### Task description
Search the entries below. Return every line that has "actually" in it.

### Supplied material

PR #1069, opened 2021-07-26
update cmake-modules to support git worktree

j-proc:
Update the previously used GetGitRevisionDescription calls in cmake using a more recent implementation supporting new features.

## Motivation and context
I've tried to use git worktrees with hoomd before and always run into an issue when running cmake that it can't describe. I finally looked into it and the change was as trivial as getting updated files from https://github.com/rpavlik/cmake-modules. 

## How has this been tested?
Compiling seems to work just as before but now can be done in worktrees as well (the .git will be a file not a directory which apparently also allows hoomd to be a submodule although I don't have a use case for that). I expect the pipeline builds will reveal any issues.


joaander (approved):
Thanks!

...

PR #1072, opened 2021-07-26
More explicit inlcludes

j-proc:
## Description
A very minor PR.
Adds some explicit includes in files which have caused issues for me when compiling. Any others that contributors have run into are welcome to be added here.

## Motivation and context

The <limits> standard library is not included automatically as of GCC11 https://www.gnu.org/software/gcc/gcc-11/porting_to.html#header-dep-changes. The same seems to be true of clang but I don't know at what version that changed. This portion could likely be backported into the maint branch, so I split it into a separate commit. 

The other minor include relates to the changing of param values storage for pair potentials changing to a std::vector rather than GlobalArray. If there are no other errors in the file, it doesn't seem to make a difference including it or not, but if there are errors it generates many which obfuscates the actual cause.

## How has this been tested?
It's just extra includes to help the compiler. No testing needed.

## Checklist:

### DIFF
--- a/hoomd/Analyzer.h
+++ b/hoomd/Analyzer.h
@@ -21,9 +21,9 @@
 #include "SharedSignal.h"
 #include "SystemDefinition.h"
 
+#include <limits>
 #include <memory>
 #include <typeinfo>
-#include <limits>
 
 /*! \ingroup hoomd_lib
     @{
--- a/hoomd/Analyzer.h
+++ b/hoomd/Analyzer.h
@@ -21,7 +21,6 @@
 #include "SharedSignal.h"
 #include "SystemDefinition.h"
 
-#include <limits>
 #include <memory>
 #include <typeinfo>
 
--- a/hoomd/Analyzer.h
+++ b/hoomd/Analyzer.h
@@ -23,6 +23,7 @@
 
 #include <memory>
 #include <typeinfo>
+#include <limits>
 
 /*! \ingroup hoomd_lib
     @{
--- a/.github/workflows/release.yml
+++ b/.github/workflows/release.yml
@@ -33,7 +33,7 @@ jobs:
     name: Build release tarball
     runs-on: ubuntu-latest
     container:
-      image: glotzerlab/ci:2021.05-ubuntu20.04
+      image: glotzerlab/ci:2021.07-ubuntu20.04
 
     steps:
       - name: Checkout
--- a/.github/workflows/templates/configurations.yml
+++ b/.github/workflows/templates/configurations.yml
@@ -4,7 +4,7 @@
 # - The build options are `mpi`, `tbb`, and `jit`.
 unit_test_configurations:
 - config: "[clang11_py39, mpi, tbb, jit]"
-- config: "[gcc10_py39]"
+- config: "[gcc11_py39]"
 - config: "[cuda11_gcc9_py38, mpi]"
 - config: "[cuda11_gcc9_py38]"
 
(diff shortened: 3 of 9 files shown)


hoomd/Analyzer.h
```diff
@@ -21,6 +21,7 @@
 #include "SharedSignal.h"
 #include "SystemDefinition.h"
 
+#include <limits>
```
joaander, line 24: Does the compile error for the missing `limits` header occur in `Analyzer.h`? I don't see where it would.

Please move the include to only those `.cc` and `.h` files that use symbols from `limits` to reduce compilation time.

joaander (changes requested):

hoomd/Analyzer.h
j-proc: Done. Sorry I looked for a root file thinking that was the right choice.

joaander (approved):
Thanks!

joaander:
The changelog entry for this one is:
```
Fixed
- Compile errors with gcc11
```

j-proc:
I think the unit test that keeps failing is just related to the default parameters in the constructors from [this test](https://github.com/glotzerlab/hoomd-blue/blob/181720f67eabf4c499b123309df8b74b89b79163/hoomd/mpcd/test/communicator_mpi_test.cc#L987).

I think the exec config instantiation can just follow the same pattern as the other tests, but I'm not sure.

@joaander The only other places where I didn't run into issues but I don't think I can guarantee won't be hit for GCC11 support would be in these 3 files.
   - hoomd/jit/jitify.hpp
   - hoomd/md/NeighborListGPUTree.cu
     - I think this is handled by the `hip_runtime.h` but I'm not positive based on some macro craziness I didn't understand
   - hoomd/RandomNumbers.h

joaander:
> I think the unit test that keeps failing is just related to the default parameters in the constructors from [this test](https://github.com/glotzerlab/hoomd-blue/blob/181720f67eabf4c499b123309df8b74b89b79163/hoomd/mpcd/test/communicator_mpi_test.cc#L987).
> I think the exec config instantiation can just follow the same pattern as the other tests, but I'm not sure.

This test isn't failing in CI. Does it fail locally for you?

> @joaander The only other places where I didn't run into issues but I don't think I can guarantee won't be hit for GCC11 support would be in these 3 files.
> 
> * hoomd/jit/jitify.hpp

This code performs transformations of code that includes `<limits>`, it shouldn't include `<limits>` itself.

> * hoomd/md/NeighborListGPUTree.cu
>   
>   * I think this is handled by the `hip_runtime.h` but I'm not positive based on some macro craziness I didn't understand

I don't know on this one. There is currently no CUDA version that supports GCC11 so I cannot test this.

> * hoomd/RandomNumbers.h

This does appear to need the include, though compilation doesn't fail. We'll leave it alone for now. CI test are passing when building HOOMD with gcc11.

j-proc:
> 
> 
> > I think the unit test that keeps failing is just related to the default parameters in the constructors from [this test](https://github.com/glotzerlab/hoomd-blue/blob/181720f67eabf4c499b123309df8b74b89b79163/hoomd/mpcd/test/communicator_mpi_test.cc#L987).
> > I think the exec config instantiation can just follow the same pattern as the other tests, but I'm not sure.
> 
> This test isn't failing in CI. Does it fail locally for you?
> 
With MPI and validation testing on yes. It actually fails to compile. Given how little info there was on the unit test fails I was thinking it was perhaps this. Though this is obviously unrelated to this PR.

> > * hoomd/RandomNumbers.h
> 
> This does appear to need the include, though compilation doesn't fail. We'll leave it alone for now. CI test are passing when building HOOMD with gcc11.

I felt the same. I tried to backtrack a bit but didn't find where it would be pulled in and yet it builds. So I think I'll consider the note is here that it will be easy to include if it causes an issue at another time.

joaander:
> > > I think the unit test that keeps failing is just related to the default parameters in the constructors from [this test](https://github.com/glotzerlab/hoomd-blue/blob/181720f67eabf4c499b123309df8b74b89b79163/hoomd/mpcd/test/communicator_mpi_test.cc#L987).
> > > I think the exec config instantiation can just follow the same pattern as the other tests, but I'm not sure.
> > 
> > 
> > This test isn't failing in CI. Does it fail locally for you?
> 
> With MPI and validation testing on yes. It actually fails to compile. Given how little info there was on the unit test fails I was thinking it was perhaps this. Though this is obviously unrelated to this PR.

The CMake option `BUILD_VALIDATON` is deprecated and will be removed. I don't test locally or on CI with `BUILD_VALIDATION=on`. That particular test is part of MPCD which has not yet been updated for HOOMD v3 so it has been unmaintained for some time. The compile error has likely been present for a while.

### Answer space
With MPI and validation testing on yes. It actually fails to compile. Given how little info there was on the unit test fails I was thinking it was perhaps this. Though this is obviously unrelated to this PR.
> With MPI and validation testing on yes. It actually fails to compile. Given how little info there was on the unit test fails I was thinking it was perhaps this. Though this is obviously unrelated to this PR.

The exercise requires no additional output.